===== Exercise data
Issue #8248, opened 2024-10-16
UV_EXTRA_INDEX_URL not taking precedence over persistent configuration (pyproject.toml)


AndreuCodina:
The documentation (https://docs.astral.sh/uv/configuration/files/) says: "Settings provided via environment variables take precedence over persistent configuration, and settings provided via the command line take precedence over both".

I use a private registry (Azure DevOps), and to develop locally, pyproject.toml uses keyring authentication:

```toml
[tool.uv]
keyring-provider = "subprocess"
extra-index-url = [
    "https://VssSessionToken@pkgs.dev.azure.com/mycompany/_packaging/MyFeed/pypi/simple/",
]
```

But when I create a Dockerfile and disable that configuration with environment variables to use the token, then it can't get the package from the private registry:

```
FROM python:3.12-slim-bookworm

ARG UV_COMPILE_BYTECODE=1
ARG UV_KEYRING_PROVIDER=disabled
ARG UV_EXTRA_INDEX_URL

ENV UV_NO_CACHE=1

COPY --from=ghcr.io/astral-sh/uv:0.4.22 /uv /bin/uv

COPY pyproject.toml uv.lock ./

RUN uv sync --frozen --no-dev

CMD ["uv", "run", "--frozen", "--no-dev", "poe", "start"]
```

```bash
docker build \
    --tag my-image:1.0.0 \
    --build-arg UV_EXTRA_INDEX_URL=https://token@pkgs.dev.azure.com/mycompany/_packaging/MyFeed/pypi/simple/ \
    .
```

Error: `Caused by: Failed to fetch wheel: my-private-package`

**But** if I remove `extra-index-url` from pyproject.toml and build the Dockerfile, then it can get the package. In fact, it works even if I don't remove `keyring-provider`.

charliermarsh:
I don't think that `UV_EXTRA_INDEX_URL=https://token@pkgs.dev.azure.com/mycompany/_packaging/MyFeed/pypi/simple/ ` is having an effect in your example. Don't you need to declare it as an environment variable, not just a build argument? Like:

```
ARG UV_EXTRA_INDEX_URL
ENV UV_EXTRA_INDEX_URL=${UV_EXTRA_INDEX_URL}
```

AndreuCodina:
[...]

PR #8256, opened 2024-10-16
Respect index priority when storing credentials

charliermarsh:
## Summary

Closes https://github.com/astral-sh/uv/issues/8248.

### DIFF
--- a/crates/uv-distribution-types/src/index_url.rs
+++ b/crates/uv-distribution-types/src/index_url.rs
@@ -15,7 +15,7 @@ use crate::{Index, Verbatim};
 
 static PYPI_URL: LazyLock<Url> = LazyLock::new(|| Url::parse("https://pypi.org/simple").unwrap());
 
-static DEFAULT_INDEX_URL: LazyLock<Index> = LazyLock::new(|| {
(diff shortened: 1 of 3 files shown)


zanieb:
Interesting. Another case for something like #4583

zanieb (approved):

crates/uv/src/commands/pip/compile.rs
```diff
@@ -289,7 +289,7 @@ pub(crate) async fn pip_compile(
     );
 
     // Add all authenticated sources to the cache.
-    for index in index_locations.allowed_indexes() {
+    for index in index_locations.allowed_indexes().rev() {
         if let Some(credentials) = index.credentials() {
             uv_auth::store_credentials(index.raw_url(), credentials);
         }
```
zanieb, line 295: Maybe we should have some sort of `uv_auth::store_credentials` method that takes `index_locations` directly so we can avoid repeating this pattern everywhere and document why it's reversed and such?

charliermarsh: I'd prefer not to couple them for now. `uv_auth` has no dependencies as-is.

PR #8258, opened 2024-10-16
Ignore try lock error if it is WouldBlock

j178:
## Summary

Address a TODO comment, seems like we don't need `raw_os_err`?


zanieb (approved):
Oh cool, not really sure why I thought I needed the new feature.

Should we elevate this to `debug` then?

Issue #8167, opened 2024-10-14
Package not found from Azure DevOps using a token


AndreuCodina:
With `uv sync`, we've tried to download the package `my-private-lib==1.0.0` from Azure DevOps, a private registry.

Using the keyring authentication, we can get the package:

```toml
[project]
name = "my-repository"
version = "0.1.0"
requires-python = ">=3.12"
dependencies = [
    "my-private-lib==1.0.0",
]

[tool.uv]
keyring-provider = "subprocess"
extra-index-url = [
    "https://VssSessionToken@pkgs.dev.azure.com/mycompany/_packaging/MyFeed/pypi/simple/",
]
```

But using the token we have to use in the Dockerfile and CI/CD, we can't:

```toml
[tool.uv]
keyring-provider = "disabled"
extra-index-url = [
    "https://myprivatetoken@pkgs.dev.azure.com/mycompany/_packaging/MyFeed/pypi/simple/",
]
```

> $  uv sync --verbose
==========
• _Goal of the exercise_: Wherever the word "astral" appears in the entries above, copy that whole line.

• _Written solution_:
The documentation (https://docs.astral.sh/uv/configuration/files/) says: "Settings provided via environment variables take precedence over persistent configuration, and settings provided via the command line take precedence over both".
COPY --from=ghcr.io/astral-sh/uv:0.4.22 /uv /bin/uv
Closes https://github.com/astral-sh/uv/issues/8248.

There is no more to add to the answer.